DESCRIPTION OF THE TASK » Everything from the line containing "Jalle19: Bad indentation" through the final line of the listing below should be given again, word for word, and nothing else.

EXTRACTED RECORDS »
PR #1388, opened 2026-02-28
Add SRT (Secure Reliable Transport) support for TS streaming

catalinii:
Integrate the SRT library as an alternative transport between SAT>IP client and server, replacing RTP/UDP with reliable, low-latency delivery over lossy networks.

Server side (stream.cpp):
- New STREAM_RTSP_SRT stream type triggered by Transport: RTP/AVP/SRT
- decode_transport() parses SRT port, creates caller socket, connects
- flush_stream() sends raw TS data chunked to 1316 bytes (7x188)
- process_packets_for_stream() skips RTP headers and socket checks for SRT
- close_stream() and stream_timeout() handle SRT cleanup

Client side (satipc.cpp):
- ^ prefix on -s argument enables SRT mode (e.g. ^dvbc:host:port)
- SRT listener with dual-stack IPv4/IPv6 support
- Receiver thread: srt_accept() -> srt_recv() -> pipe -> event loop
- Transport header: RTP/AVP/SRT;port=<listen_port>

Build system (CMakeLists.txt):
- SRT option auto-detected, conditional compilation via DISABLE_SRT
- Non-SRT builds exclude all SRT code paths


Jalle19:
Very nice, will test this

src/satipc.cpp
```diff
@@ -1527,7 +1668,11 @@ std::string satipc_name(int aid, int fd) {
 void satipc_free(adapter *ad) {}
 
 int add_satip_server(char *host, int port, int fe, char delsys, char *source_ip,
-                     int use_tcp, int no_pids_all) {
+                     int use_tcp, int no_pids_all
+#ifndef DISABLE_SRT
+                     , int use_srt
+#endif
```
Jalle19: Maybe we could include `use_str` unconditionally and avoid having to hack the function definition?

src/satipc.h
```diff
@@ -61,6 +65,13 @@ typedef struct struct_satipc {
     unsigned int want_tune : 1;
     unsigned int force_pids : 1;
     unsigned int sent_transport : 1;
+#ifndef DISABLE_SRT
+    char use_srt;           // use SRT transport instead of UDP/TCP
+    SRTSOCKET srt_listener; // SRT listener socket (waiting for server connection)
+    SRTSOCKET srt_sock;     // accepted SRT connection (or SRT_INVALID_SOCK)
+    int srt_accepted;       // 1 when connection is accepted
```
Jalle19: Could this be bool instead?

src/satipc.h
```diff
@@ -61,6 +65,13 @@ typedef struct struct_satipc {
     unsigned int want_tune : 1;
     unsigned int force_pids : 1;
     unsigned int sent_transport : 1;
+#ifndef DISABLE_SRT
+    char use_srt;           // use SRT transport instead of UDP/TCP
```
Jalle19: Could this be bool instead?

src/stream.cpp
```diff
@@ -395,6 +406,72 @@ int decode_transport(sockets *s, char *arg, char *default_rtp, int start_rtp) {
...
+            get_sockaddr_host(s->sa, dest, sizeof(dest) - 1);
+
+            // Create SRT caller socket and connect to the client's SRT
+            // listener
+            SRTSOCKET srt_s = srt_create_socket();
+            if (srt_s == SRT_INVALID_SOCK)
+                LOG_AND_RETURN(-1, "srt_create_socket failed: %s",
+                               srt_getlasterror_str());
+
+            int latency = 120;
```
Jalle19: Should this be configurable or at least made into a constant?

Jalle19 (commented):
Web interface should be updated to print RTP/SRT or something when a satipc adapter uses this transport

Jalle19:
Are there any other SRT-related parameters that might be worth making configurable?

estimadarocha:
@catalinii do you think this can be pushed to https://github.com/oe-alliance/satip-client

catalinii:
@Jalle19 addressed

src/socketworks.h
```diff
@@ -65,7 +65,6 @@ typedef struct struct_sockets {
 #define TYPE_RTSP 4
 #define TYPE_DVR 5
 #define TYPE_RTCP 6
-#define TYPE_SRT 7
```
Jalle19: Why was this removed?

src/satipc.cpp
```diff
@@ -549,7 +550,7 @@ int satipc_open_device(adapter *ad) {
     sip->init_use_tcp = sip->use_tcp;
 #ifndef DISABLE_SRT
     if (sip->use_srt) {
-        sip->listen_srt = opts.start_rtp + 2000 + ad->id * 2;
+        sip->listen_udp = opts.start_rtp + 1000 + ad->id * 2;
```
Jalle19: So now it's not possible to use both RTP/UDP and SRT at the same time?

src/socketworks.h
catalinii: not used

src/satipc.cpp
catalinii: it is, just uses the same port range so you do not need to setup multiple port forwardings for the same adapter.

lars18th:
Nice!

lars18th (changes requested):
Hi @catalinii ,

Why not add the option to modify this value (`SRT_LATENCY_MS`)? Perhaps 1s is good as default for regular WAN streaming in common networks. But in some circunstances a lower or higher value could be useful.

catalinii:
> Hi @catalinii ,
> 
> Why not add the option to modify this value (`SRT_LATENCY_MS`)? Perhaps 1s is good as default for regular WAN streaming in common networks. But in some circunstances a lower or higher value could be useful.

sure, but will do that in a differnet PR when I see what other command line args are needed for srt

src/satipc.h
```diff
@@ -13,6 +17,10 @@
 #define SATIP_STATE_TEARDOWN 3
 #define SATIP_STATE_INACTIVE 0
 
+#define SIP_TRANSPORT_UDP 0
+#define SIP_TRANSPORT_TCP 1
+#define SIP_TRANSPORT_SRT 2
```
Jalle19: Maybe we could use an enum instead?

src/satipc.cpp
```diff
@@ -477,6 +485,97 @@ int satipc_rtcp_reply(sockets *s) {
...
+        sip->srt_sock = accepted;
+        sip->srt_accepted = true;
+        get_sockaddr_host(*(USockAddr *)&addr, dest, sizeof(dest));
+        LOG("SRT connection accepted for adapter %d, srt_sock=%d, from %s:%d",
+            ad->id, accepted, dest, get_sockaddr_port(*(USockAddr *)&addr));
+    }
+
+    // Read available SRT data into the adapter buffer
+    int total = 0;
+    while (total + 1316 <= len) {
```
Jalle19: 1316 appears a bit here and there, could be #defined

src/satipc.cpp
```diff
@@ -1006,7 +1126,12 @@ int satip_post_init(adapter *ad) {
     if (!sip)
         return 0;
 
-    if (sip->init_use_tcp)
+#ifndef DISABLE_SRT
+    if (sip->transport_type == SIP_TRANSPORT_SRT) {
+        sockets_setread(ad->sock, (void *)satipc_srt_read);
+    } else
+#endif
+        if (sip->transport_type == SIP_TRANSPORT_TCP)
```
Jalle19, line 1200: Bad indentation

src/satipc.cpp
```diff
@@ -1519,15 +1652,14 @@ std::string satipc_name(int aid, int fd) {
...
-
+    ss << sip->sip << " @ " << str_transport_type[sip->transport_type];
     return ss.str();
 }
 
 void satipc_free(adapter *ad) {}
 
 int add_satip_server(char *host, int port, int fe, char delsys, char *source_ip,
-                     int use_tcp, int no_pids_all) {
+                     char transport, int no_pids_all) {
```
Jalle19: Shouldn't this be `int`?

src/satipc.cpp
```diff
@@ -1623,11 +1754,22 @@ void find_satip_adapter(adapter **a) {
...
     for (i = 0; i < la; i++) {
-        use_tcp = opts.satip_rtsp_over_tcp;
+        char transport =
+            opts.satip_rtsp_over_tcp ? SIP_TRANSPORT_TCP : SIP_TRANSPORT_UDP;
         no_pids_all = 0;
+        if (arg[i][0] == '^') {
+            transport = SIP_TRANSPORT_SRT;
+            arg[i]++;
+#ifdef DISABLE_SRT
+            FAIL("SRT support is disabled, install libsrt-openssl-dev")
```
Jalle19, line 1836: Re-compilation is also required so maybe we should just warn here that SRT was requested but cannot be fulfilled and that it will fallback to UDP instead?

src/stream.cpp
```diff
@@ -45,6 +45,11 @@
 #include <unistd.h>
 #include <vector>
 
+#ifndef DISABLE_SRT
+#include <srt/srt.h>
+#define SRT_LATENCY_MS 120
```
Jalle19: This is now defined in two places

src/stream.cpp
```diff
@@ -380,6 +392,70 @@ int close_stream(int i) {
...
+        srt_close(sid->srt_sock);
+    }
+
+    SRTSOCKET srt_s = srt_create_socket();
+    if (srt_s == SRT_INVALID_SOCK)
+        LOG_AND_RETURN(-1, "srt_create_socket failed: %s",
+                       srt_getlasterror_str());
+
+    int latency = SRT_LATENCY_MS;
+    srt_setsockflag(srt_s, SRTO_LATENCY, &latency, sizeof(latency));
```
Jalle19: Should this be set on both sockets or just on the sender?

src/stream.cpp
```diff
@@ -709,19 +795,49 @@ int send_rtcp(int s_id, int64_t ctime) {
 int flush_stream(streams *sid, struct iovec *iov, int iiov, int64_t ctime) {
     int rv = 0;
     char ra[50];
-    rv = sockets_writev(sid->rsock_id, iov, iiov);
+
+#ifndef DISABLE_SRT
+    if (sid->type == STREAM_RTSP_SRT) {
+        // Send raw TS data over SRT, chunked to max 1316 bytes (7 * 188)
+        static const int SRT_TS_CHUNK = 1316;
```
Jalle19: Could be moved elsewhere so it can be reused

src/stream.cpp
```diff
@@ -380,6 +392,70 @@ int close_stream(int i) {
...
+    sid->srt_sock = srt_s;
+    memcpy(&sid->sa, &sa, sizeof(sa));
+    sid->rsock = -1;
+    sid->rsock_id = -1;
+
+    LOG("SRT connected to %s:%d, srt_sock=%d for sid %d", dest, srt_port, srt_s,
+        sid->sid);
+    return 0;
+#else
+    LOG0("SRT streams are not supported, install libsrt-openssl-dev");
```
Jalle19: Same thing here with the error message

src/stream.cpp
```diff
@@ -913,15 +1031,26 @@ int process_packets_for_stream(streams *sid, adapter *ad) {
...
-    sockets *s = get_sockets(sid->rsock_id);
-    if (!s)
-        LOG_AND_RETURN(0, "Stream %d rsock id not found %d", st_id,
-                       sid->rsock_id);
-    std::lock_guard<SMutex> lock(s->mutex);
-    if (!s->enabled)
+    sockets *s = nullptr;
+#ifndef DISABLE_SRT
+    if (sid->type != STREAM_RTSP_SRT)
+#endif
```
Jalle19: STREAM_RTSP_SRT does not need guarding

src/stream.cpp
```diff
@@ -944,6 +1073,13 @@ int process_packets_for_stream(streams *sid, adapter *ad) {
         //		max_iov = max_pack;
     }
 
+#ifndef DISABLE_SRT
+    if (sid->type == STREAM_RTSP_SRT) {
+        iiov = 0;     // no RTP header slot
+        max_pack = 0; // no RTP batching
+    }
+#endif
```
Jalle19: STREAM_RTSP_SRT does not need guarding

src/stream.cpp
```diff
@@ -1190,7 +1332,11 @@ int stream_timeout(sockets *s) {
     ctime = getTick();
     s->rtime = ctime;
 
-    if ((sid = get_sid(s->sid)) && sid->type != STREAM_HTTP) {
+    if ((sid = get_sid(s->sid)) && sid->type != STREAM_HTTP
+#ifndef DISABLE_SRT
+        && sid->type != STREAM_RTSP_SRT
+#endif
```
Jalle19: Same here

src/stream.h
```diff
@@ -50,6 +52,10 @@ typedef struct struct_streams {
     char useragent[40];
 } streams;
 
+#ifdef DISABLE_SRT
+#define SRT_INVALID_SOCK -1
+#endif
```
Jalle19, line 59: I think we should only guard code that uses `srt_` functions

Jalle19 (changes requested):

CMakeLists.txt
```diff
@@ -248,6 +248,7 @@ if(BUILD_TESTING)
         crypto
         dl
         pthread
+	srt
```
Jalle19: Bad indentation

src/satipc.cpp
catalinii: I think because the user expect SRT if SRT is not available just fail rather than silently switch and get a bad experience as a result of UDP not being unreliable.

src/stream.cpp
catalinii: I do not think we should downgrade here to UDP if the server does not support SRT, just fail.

ANSWER SPACE »
Jalle19: Bad indentation

src/satipc.cpp
catalinii: I think because the user expect SRT if SRT is not available just fail rather than silently switch and get a bad experience as a result of UDP not being unreliable.

src/stream.cpp
catalinii: I do not think we should downgrade here to UDP if the server does not support SRT, just fail.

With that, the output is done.